I want to use a font I have called "Edwardian Script ITC". Can I just simply put it in the HTML using the face= or is there something else I have to do so others can see this font correctly?


----------



## Acer2000 (Sep 17, 2006)

Hello,

Unless others have the font installed on their PCs, you will need to make a JPEG image of the font. Hope this helps. :1angel:


----------



## gistek (May 8, 2007)

The jpg is probably the easiest way to go, but make sure you properly tag the image so people with images disabled and those using screen readers know what it says.

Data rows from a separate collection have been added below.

PR #1120, opened 2015-02-23
Fixed contract creation transaction return address and other issues

arkpar:


arkpar:
In a few places hash was implicitly converted to bool, resulting in value being lost

CJentzsch:
looks good

PR #1134, opened 2015-02-24
DApp loading in Alethzero

arkpar:


arkpar:
Fails to compile because buildbot does not have qt 5.4 yet

PR #1140, opened 2015-02-25
LValue refactoring.

chriseth:
Create a new virtual class for LValues.

### DIFF
--- a/libsolidity/ExpressionCompiler.cpp
+++ b/libsolidity/ExpressionCompiler.cpp
@@ -29,6 +29,7 @@
 #include <libsolidity/ExpressionCompiler.h>
 #include <libsolidity/CompilerContext.h>
 #include <libsolidity/CompilerUtils.h>
+#include <libsolidity/LValue.h>
 
 using namespace std;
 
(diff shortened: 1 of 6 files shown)


libsolidity/ExpressionCompiler.cpp
```diff
@@ -37,41 +38,167 @@ namespace dev
...
+					m_context << (u256(1) << (256 - targetType.getNumBytes() * 8))
+							  << eth::Instruction::DUP1 << eth::Instruction::SWAP2
+							  << eth::Instruction::DIV << eth::Instruction::MUL;
+			}
+		}
+	}
+	else if (stackTypeCategory == Type::Category::Enum)
+		solAssert(targetTypeCategory == Type::Category::Integer ||
+			targetTypeCategory == Type::Category::Enum, "");
+	else if (stackTypeCategory == Type::Category::Integer || stackTypeCategory == Type::Category::Contract ||
```
LefterisJP: since you already got a line break here why not put each condition in its own line? I think it would be more readable that way.

libsolidity/ExpressionCompiler.cpp
```diff
@@ -998,319 +1029,32 @@ void ExpressionCompiler::appendExpressionCopyToMemory(Type const& _expectedType,
...
-	m_context(&_compilerContext), m_type(_type), m_dataType(_dataType),
-	m_baseStackOffset(_baseStackOffset)
+void ExpressionCompiler::setLValueFromDeclaration(Declaration const& _declaration, Expression const& _expression)
 {
-	//@todo change the type cast for arrays
-	solAssert(m_dataType->getStorageSize() <= numeric_limits<unsigned>::max(),
-			  "The storage size of " + m_dataType->toString() + " should fit in unsigned");
-	if (m_type == LValueType::Storage)
-		m_size = unsigned(m_dataType->getStorageSize());
+	solAssert(!m_currentLValue, "Current LValue not reset when trying to set to new one.");
```
LefterisJP: When trying to set the new one maybe?

libsolidity/ExpressionCompiler.cpp
```diff
@@ -998,319 +1029,32 @@ void ExpressionCompiler::appendExpressionCopyToMemory(Type const& _expectedType,
...
-void ExpressionCompiler::LValue::retrieveValueFromStorage(bool _remove) const
+void ExpressionCompiler::setLValueToStorageItem(Expression const& _expression)
 {
-	if (!m_dataType->isValueType())
-		return; // no distinction between value and reference for non-value types
-	if (!_remove)
-		*m_context << eth::Instruction::DUP1;
-	if (m_size == 1)
-		*m_context << eth::Instruction::SLOAD;
+	solAssert(!m_currentLValue, "Current LValue not reset when trying to set to new one.");
```
LefterisJP: same as previous comment here

libsolidity/ExpressionCompiler.cpp
chriseth: I wish we had `else if (stackTypeCategory in {Type::Category::Integer || ...})`. Or is there something like that?

libsolidity/LValue.h
```diff
@@ -0,0 +1,112 @@
...
+	/// @returns true if this lvalue reference type occupies a slot on the stack.
+	virtual bool storesReferenceOnStack() const = 0;
+	/// Copies the value of the current lvalue to the top of the stack and, if @a _remove is true,
+	/// also removes the reference from the stack.
+	/// @a _location source location of the current expression, used for error reporting.
+	virtual void retrieveValue(SourceLocation const& _location, bool _remove = false) const = 0;
+	/// Moves a value from the stack to the lvalue. Removes the value if @a _move is true.
+	/// @a _location is the source location of the expression that caused this operation.
+	/// Stack pre: value [lvalue_ref]
+	/// Stack post if !_move: value_of(lvalue_ref)
```
LefterisJP: Stack post:

libsolidity/LValue.h
```diff
@@ -0,0 +1,112 @@
...
+	virtual void storeValue(Type const& _sourceType,
+		SourceLocation const& _location = SourceLocation(), bool _move = false) const = 0;
```
LefterisJP: I think since you broke one argument to a new line maybe you should break them all?

PR #1146, opened 2015-02-26
Sol fix accessing public variable of base class

LefterisJP:
The following should now work
```
contract Parent {
    uint256 public m_aMember;
}
contract Child is Parent{
    function foo() returns (uint256) { return Parent.m_aMember; }
}
```

### DIFF
--- a/libsolidity/AST.cpp
+++ b/libsolidity/AST.cpp
@@ -215,26 +215,23 @@ vector<ASTPointer<Declaration>> const& ContractDefinition::getInheritableMembers
 	{
 		set<string> memberSeen;
 		m_inheritableMembers.reset(new vector<ASTPointer<Declaration>>());
-		for (ContractDefinition const* contract: getLinearizedBaseContracts())
+		auto addInheritableMember = [&](ASTPointer<Declaration> const& _decl)
 		{
-			auto addInheritableMember = [&](ASTPointer<Declaration> const& _decl)
+			if (memberSeen.count(_decl->getName()) == 0 && _decl->isVisibleInDerivedContracts())
 			{
-				if (memberSeen.count(_decl->getName()) == 0 && _decl->isVisibleInDerivedContracts())
-				{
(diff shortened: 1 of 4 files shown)


libsolidity/AST.cpp
```diff
@@ -209,6 +209,40 @@ vector<pair<FixedHash<4>, FunctionTypePointer>> const& ContractDefinition::getIn
...
+			for (ASTPointer<FunctionDefinition> const& f: contract->getDefinedFunctions())
+				if (f->isPublic() && !f->isConstructor() && !f->getName().empty()
+					&& memberSeen.count(f->getName()) == 0 && f->isVisibleInDerivedContracts())
+				{
+					memberSeen.insert(f->getName());
+					m_inheritableMembers->push_back(f);
+				}
+
+			for (ASTPointer<VariableDeclaration> const& v: contract->getStateVariables())
+				if (v->isPublic() && memberSeen.count(v->getName()) == 0)
```
chriseth: "Internal" would also suffice. Can you check whether we can make "isVisibleInDerivedContracts" virtual so that it behaves exactly as these conditions here? Then we can treat all the elements of those vectors equally after a cast to a Declaration.

chriseth:
Please also add a test to access an "internal" member in the same way. The test should succeed but I think currently it will fail.

libsolidity/AST.h
```diff
@@ -405,6 +409,11 @@ class FunctionDefinition: public Declaration, public VariableScope, public Docum
 	ASTPointer<ParameterList> const& getReturnParameterList() const { return m_returnParameters; }
 	Block const& getBody() const { return *m_body; }
 
+	virtual bool isVisibleInDerivedContracts() const override
+	{
+		return !isConstructor() && !getName().empty() && isVisibleInContract() &&
```
chriseth: Call to `Declaration::isVisibleInDerivedContracts`?

PR #1816, opened 2015-05-06
Ethash reloaded

LefterisJP:
Integrating the new ethash API into cpp-ethereum.

Using `git subtree` with `split` and `merge` in order to pull the two different directories of ethash that we use in cpp-ethereum as subtrees and keep history and contributions intact. The method is described [here](http://stackoverflow.com/questions/22334382/git-subtree-only-one-file-or-directory/22335955)

This is a work in progress. DO NOT merge yet.

PR #1756, opened 2015-04-27
install ethash if ethash-cl not built

subtly:
Ideally ethash and ethash-cl would be joined into one library with CL files being conditionally added.

PR #1871, opened 2015-05-12
Recover lost code after ethash merge

LefterisJP:
- Recover installing ethash if ethash-cl is not built


libethash-cl/CMakeLists.txt
```diff
@@ -17,3 +17,6 @@ TARGET_LINK_LIBRARIES(${EXECUTABLE} ${OpenCL_LIBRARIES} ethash)
 install( TARGETS ${EXECUTABLE} RUNTIME DESTINATION bin ARCHIVE DESTINATION lib LIBRARY DESTINATION lib )
 install( FILES ${HEADERS} DESTINATION include/${EXECUTABLE} )
 
+if (NOT ETHASHCL)
+	install( TARGETS ${LIBRARY} RUNTIME DESTINATION bin ARCHIVE DESTINATION lib LIBRARY DESTINATION lib )
```
debris: this will never be executed, see [this](https://github.com/LefterisJP/cpp-ethereum/blob/install_ethash_merge_fix/CMakeLists.txt#L350)

LefterisJP: That's interesting ...

This was in cpp-ethereum until now and was committed by: #1756.
Due to it being made in cpp-ethereum and never mirrored in the actual ethash repository it got lost during the subtreee merging from #1816 

I just noticed it now and wanted to put it back. What would the proper way to do it be then? And are you sure that it's not needed? I remember this solving some build problems before this got committed.

debris: look carefully ;) it was added to `ethash` not `ethash-cl` ;)

LefterisJP: aaaargh .... damn ... you are right .. wrong CMake file

PR #1880, opened 2015-05-13
Improve getpass() usage

LefterisJP:
As can be seen from: http://unixhelp.ed.ac.uk/CGI/man-cgi?getpass+3
getpass() is a deprecated function and it's advised not to use
it.

What's more all signals are disabled so (SIGINT, SIGQUIT, SIGSTOP,
SIGTSTOP) will do nothing and as such if the user wants to quit the
program while typing the password in the password loop he is out of
luck.

With this commit we get a manual version of getpass(), inspired by this
SO answer: http://stackoverflow.com/a/1196696/110395

### DIFF
--- a/libdevcore/CommonIO.cpp
+++ b/libdevcore/CommonIO.cpp
@@ -24,6 +24,9 @@
 #include <cstdlib>
 #include <fstream>
 #include "Exceptions.h"
+#ifndef _WIN32
+#include <termios.h>
+#endif
 using namespace std;
 using namespace dev;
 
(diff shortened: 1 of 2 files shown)


libdevcore/CommonIO.cpp
```diff
@@ -126,6 +129,29 @@ std::string dev::getPassword(std::string const& _prompt)
 	std::getline(cin, ret);
 	return ret;
 #else
-	return getpass(_prompt.c_str());
+	struct termios oflags;
+	struct termios nflags;
+	char password[128];
```
subtly: Have a few friends who use >128chars for their ssh passwords. Can we bump this to 256?

LefterisJP: Yeah ofc. The reason for choosing 128 is that this is the internal buffer limit that `getpass()` actually used if you check out the documentation I linked above.

libdevcore/Exceptions.h
```diff
@@ -54,6 +54,7 @@ struct FileError: virtual Exception {};
 struct Overflow: virtual Exception {};
 struct InterfaceNotSupported: virtual Exception { public: InterfaceNotSupported(std::string _f): Exception("Interface " + _f + " not supported.") {} };
 struct FailedInvariant: virtual Exception {};
+struct ExternalFunctionFailure: virtual Exception { public: ExternalFunctionFailure(std::string _f): Exception("Function " + _f + "() failed.") {} };
```
subtly: super

libdevcore/CommonIO.cpp
```diff
@@ -126,6 +129,29 @@ std::string dev::getPassword(std::string const& _prompt)
...
+	if (tcsetattr(fileno(stdin), TCSANOW, &nflags) != 0)
+		BOOST_THROW_EXCEPTION(ExternalFunctionFailure("tcsetattr"));
+
+	printf("%s", _prompt.c_str());
+	if (!fgets(password, sizeof(password), stdin))
+		BOOST_THROW_EXCEPTION(ExternalFunctionFailure("fgets"));
+	password[strlen(password) - 1] = 0;
+
+	// restore terminal
+	if (tcsetattr(fileno(stdin), TCSANOW, &oflags) != 0) {
```
subtly: curly

subtly:
macos :+1:

PR #1886, opened 2015-05-13
Block Info Test

winsvega:
Should block.info be equal at state and the blockchain?


test/libethereum/blockchain.cpp
```diff
@@ -795,4 +795,45 @@ BOOST_AUTO_TEST_CASE(userDefinedFile)
...
+	bytes blockRLP = dev::test::importByteArray(blockRLPstr);
+	BlockInfo block(blockRLP);
+	trueBc.import(blockRLP, trueState.db());
+	trueState.sync(trueBc);
+
+	if (trueState.info() != trueBc.info())
```
subtly: Can BOOST_CHECK or BOOST_REQUIRE be used here?

subtly:
What does this test?

test/libethereum/blockchain.cpp
winsvega: No. Too much output with '<<'

winsvega:
https://github.com/ethereum/cpp-ethereum/issues/1940  
I suppose this (info()) values should be equal. I might be wrong. 
However it is not equal. I wrote this test to see that it is not equal for sure. So it might be an issue.

CJentzsch:
It should be equal, please dig a little deeper. Output the complete BlockInfo for both to see where's the difference.
Also do a try catch around the sync and the block import, could be that one of them failed.

winsvega:
I found. 
https://github.com/ethereum/cpp-ethereum/blob/develop/libethereum/State.cpp#L340

The state is resetting it's current block to be the next one. So it returns i+1 block after getting synced with the blockchain. May be this is how it supposed to be. Just confusing.

CJentzsch:
If so, than the test is wrong.

winsvega:
I still think state and blockchain interfaces should be refactored.

PR #1890, opened 2015-05-13
Use seedhash everywhere in EthashAux

LefterisJP:
We now use seedhash everywhere and generate a block number only where
it's needed. Namely ethash_light_new()

### DIFF
--- a/eth/main.cpp
+++ b/eth/main.cpp
@@ -857,7 +857,7 @@ int main(int argc, char** argv)
 				auto boundary = bi.boundary();
 				m = boost::to_lower_copy(string(argv[++i]));
 				bi.nonce = h64(m);
-				auto r = EthashAux::eval((uint64_t)bi.number, powHash, bi.nonce);
+				auto r = EthashAux::eval(bi.seedHash(), powHash, bi.nonce);
 				bool valid = r.value < boundary;
 				cout << (valid ? "VALID :-)" : "INVALID :-(") << endl;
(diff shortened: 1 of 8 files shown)


eth/main.cpp
```diff
@@ -866,7 +866,7 @@ int main(int argc, char** argv)
 				cout << "  with seed as " << seedHash << endl;
 				if (valid)
 					cout << "(mixHash = " << r.mixHash << ")" << endl;
-				cout << "SHA3( light(seed) ) = " << sha3(EthashAux::light((uint64_t)bi.number)->data()) << endl;
+				cout << "SHA3( light(seed) ) = " << sha3(EthashAux::light(bi)->data()) << endl;
```
gavofyork: any reason to use `bi` and not `bi.seedHash()`?

LefterisJP: We already got the function overload for `BlockInfo` to `seedHash` for `light()` so I thought why not use it? Makes for smaller line length

gavofyork: line length isn't everything :)

by passing BlockInfo rather than seedhash, more data is being passed yet merely the same amount of information. this makes possible several errors (e.g. trying to use bi.number) that wouldn't otherwise be possible.

even though you know you're not going to make that mistake right now, it's generally better to organise the structure of code to make such things impossible.

LefterisJP: Fair enough. But that means that this function should be deleted in general since we want to loosen the coupling between EthashAux and other modules. On it right now!

PR #1905, opened 2015-05-14
call m_miner->finish after mining

CJentzsch:
this function is never called. I assume it is needed to free the memory, but I am not an OpenCL expert.


gavofyork:
included in destructor in latest.

PR #1908, opened 2015-05-14
Trie performance optimizations

arkpar:
* SHA3 was calculated twice for nodes in some cases.
* Replaced FATDB with secure Trie + simple hash to key mapping

Further optimizations won't gain much since 95% insertion time is SHA3 calculation. Might worth looking into faster SHA3 implementation.


gavofyork:
running it on the network a little while before merging

chfast:
https://github.com/coruus/keccak-tiny looks to be faster than Crypto++. 

We should also try a memory aligned implementation.

PR #1919, opened 2015-05-15
FreeBSD fix for ethash byte ordering

tymat:
byteswap.h does not exist on FreeBSD and related platforms (i.e. NetBSD, OpenBSD, and DragonFlyBSD) which breaks compilation of ethash.

Thankfully FreeBSD adds [byteorder related operations](https://www.freebsd.org/cgi/man.cgi?query=byteorder&sektion=9).


LefterisJP:
Thank you but can you open the same PR on the actual ethash repo? https://github.com/ethereum/ethash

As far as the non OpenCL stuff is related that is the master repo and cpp-ethereum just `git subtree pull` from it.

PR #1922, opened 2015-05-15
Update gas limit modulation.

subtly:


libethcore/BlockInfo.cpp
```diff
@@ -228,7 +228,10 @@ u256 BlockInfo::selectGasLimit(BlockInfo const& _parent) const
 		return c_genesisGasLimit;
 	else
 		// target minimum of 3141592
-		return max<u256>(max<u256>(c_minGasLimit, 3141592), _parent.gasLimit - _parent.gasLimit / c_gasLimitBoundDivisor + 1 + (_parent.gasUsed * 6 / 5) / c_gasLimitBoundDivisor);
+		if (_parent.gasLimit < c_genesisGasLimit)
+			return min<u256>(c_genesisGasLimit, _parent.gasLimit + _parent.gasLimit / c_gasLimitBoundDivisor - 1);
```
CJentzsch: why using min her. You as increase as much as allowed.

chriseth: Note that this tries to increase the limit maximally, independent of the parent gas use, so I think it is good not to overshoot the target here.

CJentzsch: Both ways are fine. I actually prefer the increase as much as possible when you go below the minimum target, but going to the target is fine too.

PR #1925, opened 2015-05-15
DAG creation should also be under Guard

LefterisJP:
If 2 threads get in the DAG creation and it does not exist both would try to create it. We also need to guard the DAG creation itself.


gavofyork:
TODO: `tryFull` as the only public API. DagGenerator should be the only thread that can use it.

Alternately you can find a place where the font is available for download and add a link from your site for people to use if the font doesn't show right.


----------



## Eclipse2003 (Apr 22, 2005)

Ok I went with an image. How do you "Tag it properly"? I am very very new at website design. Let me know. Thanks for the help guys


----------



## gistek (May 8, 2007)

When you post an image, there's a code you add that comes up as an alternate to the image for screen readers and "images off" users.

I'm not very good with straight html, but the web editors I use provide the option when I insert the image into the document.

Below is the code from a site I maintain. I replaced the specific link info with . . . to make it more readable.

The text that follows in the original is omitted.